What The Future Holds: A Conversation with Author Walter Mosley

May 15, 2018 | 7 – 8:30 pm
CEMEX Auditorium
Free and open to the public. General admission, no reservations required.

Novelist and social commentator Walter Mosley is one of the most powerful and prolific writers working in any genre today. He is the author of more than 40 books, ranging from the crime novel to literary fiction, nonfiction, political essay, young adult, and science fiction.

After a short reading by Mosley, he will be in conversation with Scott Hutchins, lecturer in Creative Writing. Topics will include Mosley’s views on writing, the state of the union, and his approaches for imagining the future. A Q&A will follow the conversation. Books will be available for purchase and signing.

Novelist and social commentator WALTER MOSLEY is one of the most powerful and prolific writers working in any genre today. He is the author of more than 40 books, ranging from the crime novel to literary fiction, nonfiction, political essay, young adult, and science fiction. The New York Review of Books called him “a literary master as well as a master of mystery,” and The Boston Globe declared him “one of the nation’s finest writers.”

Mosley’s fiction tracks the African American experience from the migration from the Deep South to post-Obama election-era New York City. His characters are the sorts of “fully formed, complex black men who have been absent from much of contemporary literature,” he says.

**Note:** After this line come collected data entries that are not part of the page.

PR #3266, opened 2026-07-27
fix(tee): hash long recovery-file slugs to prevent collisions and shorten hints

breisnerlopez:
## Summary

- **`fix(tee)`**: recovery-file slugs (an embedded path that duplicates the command) are now hashed when long. This fixes a latent collision where two sibling paths truncated in the same second overwrote each other's recovery file, and it shortens the truncation hint by ~12 tokens.

## Test plan

- [x] `cargo fmt --all --check && cargo clippy --all-targets && cargo test` — clean on current `develop`.
- [x] Unit tests cover slug hashing and the sibling-path collision case (distinct recovery files for paths that previously collided).

> Scope note: split out of the earlier bundled PR #3064 as its own focused PR (per the single-focus rule), rebased onto current `develop`. It is independent of the `git show` blob-filter feat (submitted separately).

### DIFF
--- a/src/core/tee.rs
+++ b/src/core/tee.rs
@@ -14,8 +14,10 @@ const DEFAULT_MAX_FILES: usize = 20;
 const DEFAULT_MAX_FILE_SIZE: usize = 1_048_576;
 
 /// Sanitize a command slug for use in filenames.
-/// Replaces non-alphanumeric chars (except underscore/hyphen) with underscore,
-/// truncates at 40 chars.
+/// Replaces non-alphanumeric chars (except underscore/hyphen) with underscore.
+/// Long slugs (usually an embedded file path that duplicates the command the LLM
+/// already issued) collapse to a short readable prefix plus a collision-resistant
+/// hash, keeping recovery filenames unique but compact — fewer tokens per tee hint.
 fn sanitize_slug(slug: &str) -> String {
     let sanitized: String = slug
         .chars()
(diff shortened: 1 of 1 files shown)


src/core/tee.rs
```diff
@@ -27,11 +29,25 @@ fn sanitize_slug(slug: &str) -> String {
...
+/// tag. Distinct slugs get distinct tags (~1-in-16M collision), so shortening never
+/// makes two different commands share a tee filename (the epoch already scopes writes
+/// to the same second, exactly as before).
+fn short_hash(s: &str) -> String {
+    use sha2::{Digest, Sha256};
+    Sha256::digest(s.as_bytes())
+        .iter()
+        .take(3)
+        .map(|b| format!("{:02x}", b))
+        .collect()
```
KuSh:
```suggestion
    format!("{:x}", Sha256::digest(s.as_bytes()))[..6].to_string()
```

src/core/tee.rs
```diff
@@ -27,11 +29,25 @@ fn sanitize_slug(slug: &str) -> String {
...
+    const MAX_READABLE: usize = 24;
+    if sanitized.len() <= MAX_READABLE {
+        return sanitized;
     }
+    let prefix: String = sanitized.chars().take(8).collect();
+    format!("{}_{}", prefix, short_hash(&sanitized))
+}
+
+/// First 6 hex chars (24 bits) of the SHA-256 of `s` — a compact, collision-resistant
+/// tag. Distinct slugs get distinct tags (~1-in-16M collision), so shortening never
```
KuSh: I wouldn’t call that collision-resistant. With only 24 bits, you have about 2^24 possible outputs, and the birthday bound says a collision becomes likely after around 1.2 * 2^12 samples, roughly 5,000.
For your use it's still safe as it will also require the same exact prefix and second epoch, but you clearly can't say  "collision-resistant"

KuSh (changes requested):
Hi, LGTM except for some nitpicks

src/core/tee.rs
breisnerlopez: Applied in 9ee1532 — took the suggestion verbatim.

src/core/tee.rs
breisnerlopez: Fair — dropped the "collision-resistant" wording. The doc now states the 24-bit reality (birthday collision after a few thousand distinct slugs) and that safety here comes from also requiring the identical readable prefix and the same epoch second, not from the hash width alone. 9ee1532.

KuSh (approved):
LGTM thanks!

Several of Mosley’s books have been adapted for film and television, with new projects in development at FX, Cinemax, and HBO. To adapt his works for television and feature films, Mosley teamed up with producer Diane Houslin to create his own production house, Best of Brooklyn Filmhouse.  With over a dozen entries, his Easy Rawlins detective series began with Devil in a Blue Dress, which was made into a feature film starring Denzel Washington. His latest Rawlins mystery, Charcoal Joe, was released in June 2016.

His upcoming novel, Down the River Unto the Sea, centers on a former New York City police detective turned Brooklyn PI, and is slated for a February 2018 release.

The first African-American to serve on the board of directors of the National Book Awards, Mosley has received an O’Henry Award, The Sundance Risktaker Award, a Grammy, and two NAACP Image Awards for Outstanding Literary Work. In 2016, he received the Lifetime Achievement Award at the Annual Edgar Awards and was named the first African-American “Grand Master” by the Mystery Writers of America.